» **Task to complete**:
Scan the data, and whenever a line contains "github", copy it.

■ ■ ■ ■ ■ ■ ■

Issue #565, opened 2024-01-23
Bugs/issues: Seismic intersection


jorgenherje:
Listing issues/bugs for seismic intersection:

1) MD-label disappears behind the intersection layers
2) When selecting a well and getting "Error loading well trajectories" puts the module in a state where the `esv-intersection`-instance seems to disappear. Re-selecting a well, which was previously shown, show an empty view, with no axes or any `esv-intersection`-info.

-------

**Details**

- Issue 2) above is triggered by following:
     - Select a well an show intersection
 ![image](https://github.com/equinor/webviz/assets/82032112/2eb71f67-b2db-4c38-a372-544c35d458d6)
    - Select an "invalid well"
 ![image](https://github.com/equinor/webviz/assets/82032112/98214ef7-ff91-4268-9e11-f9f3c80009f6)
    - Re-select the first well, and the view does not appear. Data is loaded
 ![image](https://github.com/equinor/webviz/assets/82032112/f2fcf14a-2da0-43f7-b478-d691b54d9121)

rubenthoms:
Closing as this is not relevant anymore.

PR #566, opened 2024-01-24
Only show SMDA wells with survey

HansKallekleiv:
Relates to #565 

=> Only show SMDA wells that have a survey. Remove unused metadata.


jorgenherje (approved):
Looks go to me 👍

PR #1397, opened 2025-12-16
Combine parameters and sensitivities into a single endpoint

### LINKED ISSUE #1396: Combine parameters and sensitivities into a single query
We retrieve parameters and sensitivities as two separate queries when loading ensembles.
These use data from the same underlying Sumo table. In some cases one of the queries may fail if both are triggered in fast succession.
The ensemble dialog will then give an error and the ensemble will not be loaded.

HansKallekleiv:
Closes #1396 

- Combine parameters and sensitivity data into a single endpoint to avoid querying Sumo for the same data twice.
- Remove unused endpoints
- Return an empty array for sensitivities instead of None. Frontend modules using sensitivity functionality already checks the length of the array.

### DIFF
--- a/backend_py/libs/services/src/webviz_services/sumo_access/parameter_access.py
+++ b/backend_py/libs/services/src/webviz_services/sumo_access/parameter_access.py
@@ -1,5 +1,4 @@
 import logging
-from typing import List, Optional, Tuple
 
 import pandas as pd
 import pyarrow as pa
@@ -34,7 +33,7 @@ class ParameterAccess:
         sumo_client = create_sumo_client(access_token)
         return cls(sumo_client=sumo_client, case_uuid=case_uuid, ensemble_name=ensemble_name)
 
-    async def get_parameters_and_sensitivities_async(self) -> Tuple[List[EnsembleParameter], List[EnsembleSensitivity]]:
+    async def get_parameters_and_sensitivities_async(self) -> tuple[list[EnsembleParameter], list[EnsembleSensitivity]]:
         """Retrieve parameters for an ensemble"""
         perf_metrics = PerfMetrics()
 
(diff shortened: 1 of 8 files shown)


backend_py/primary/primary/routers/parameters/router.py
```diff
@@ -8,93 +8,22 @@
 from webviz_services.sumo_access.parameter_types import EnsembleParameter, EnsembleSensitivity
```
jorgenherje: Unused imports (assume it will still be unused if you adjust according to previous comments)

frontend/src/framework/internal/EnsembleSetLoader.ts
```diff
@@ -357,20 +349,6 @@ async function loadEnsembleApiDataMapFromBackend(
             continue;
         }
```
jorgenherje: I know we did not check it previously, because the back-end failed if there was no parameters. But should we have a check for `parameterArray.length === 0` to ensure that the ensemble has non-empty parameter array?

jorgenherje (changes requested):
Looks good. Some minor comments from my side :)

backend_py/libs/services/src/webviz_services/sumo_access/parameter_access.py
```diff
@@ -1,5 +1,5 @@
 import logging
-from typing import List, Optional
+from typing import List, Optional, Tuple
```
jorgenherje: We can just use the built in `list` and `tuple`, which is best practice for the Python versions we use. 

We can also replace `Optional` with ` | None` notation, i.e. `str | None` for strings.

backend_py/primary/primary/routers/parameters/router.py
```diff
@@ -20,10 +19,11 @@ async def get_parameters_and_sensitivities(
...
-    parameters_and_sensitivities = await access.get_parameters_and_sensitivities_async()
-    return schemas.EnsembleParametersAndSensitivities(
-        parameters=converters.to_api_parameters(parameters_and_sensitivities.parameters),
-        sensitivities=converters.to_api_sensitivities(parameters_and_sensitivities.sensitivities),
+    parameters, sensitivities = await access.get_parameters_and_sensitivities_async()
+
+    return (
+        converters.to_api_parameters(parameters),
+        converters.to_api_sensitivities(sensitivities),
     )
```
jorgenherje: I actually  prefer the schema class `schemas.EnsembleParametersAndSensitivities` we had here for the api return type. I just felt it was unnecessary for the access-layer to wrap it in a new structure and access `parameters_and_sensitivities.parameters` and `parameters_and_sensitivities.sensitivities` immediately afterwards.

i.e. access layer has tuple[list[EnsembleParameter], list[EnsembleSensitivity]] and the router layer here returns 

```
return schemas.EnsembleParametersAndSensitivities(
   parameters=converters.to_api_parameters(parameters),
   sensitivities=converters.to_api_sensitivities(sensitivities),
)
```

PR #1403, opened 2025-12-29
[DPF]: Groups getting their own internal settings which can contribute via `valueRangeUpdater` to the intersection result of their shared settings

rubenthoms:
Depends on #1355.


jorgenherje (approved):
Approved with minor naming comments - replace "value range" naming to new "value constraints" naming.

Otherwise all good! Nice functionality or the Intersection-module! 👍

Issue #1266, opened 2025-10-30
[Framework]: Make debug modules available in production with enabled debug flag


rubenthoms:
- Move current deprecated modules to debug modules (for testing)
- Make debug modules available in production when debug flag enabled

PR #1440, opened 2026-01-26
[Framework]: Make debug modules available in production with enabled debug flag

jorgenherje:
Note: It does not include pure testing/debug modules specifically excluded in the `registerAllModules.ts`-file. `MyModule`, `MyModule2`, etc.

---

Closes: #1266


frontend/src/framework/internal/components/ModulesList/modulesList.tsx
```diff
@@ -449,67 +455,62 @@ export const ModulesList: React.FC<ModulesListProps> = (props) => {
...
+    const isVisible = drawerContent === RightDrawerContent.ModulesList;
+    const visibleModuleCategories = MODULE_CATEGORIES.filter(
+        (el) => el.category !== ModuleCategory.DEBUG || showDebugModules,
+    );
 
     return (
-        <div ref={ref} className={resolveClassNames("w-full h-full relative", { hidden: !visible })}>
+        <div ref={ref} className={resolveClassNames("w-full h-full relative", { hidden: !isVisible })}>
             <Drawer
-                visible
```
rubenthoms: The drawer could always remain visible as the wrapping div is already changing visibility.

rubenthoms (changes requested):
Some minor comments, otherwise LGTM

■ ■ ■ ■ ■ ■ ■

» **Written response**:
 ![image](https://github.com/equinor/webviz/assets/82032112/2eb71f67-b2db-4c38-a372-544c35d458d6)
 ![image](https://github.com/equinor/webviz/assets/82032112/98214ef7-ff91-4268-9e11-f9f3c80009f6)
 ![image](https://github.com/equinor/webviz/assets/82032112/f2fcf14a-2da0-43f7-b478-d691b54d9121)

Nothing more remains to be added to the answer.